- Problem requirements -
Within the listing below, locate all lines containing the word "ProjectGuid". Copy each one.

- The data -
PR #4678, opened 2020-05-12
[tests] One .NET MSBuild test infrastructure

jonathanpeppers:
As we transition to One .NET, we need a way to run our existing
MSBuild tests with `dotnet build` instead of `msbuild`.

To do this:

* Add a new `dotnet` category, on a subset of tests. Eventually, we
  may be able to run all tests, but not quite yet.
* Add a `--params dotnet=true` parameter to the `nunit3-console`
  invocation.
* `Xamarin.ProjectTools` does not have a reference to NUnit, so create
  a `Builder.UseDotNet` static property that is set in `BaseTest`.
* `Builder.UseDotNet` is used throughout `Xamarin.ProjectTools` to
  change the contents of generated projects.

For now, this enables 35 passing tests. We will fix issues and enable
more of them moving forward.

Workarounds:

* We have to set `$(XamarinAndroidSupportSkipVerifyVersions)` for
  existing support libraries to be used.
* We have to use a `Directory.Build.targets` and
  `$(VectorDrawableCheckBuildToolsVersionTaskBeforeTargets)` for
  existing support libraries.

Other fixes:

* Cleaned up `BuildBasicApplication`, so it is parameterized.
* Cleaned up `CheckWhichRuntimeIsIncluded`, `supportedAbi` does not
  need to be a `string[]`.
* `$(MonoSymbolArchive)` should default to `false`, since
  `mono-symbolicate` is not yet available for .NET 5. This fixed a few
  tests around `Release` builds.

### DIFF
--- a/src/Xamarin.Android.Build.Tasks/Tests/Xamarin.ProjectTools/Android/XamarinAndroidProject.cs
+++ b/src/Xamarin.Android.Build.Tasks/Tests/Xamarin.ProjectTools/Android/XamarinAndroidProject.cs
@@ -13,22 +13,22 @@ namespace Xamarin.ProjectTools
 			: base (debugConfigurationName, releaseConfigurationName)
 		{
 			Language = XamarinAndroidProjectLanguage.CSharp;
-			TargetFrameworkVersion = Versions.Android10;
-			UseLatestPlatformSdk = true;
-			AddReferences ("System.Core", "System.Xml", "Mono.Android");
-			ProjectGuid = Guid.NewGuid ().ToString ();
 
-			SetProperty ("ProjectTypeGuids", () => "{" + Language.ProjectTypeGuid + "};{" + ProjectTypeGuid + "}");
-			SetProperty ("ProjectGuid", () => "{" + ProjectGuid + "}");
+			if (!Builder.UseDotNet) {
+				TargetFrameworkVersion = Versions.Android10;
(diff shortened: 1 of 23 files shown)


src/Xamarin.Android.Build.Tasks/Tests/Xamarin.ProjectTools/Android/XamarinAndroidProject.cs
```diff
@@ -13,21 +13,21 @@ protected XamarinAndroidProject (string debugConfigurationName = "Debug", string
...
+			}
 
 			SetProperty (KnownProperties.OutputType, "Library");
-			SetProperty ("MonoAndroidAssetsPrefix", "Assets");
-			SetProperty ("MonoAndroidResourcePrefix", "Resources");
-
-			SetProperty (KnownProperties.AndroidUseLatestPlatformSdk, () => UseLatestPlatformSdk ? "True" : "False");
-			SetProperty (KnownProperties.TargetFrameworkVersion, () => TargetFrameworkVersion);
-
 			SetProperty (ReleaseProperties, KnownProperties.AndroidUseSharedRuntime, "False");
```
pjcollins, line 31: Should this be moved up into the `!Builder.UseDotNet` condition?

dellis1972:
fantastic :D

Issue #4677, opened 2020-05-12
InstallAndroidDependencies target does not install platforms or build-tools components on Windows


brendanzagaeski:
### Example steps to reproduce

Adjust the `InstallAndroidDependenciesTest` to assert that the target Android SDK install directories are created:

- Response below -
-			ProjectGuid = Guid.NewGuid ().ToString ();
-			SetProperty ("ProjectGuid", () => "{" + ProjectGuid + "}");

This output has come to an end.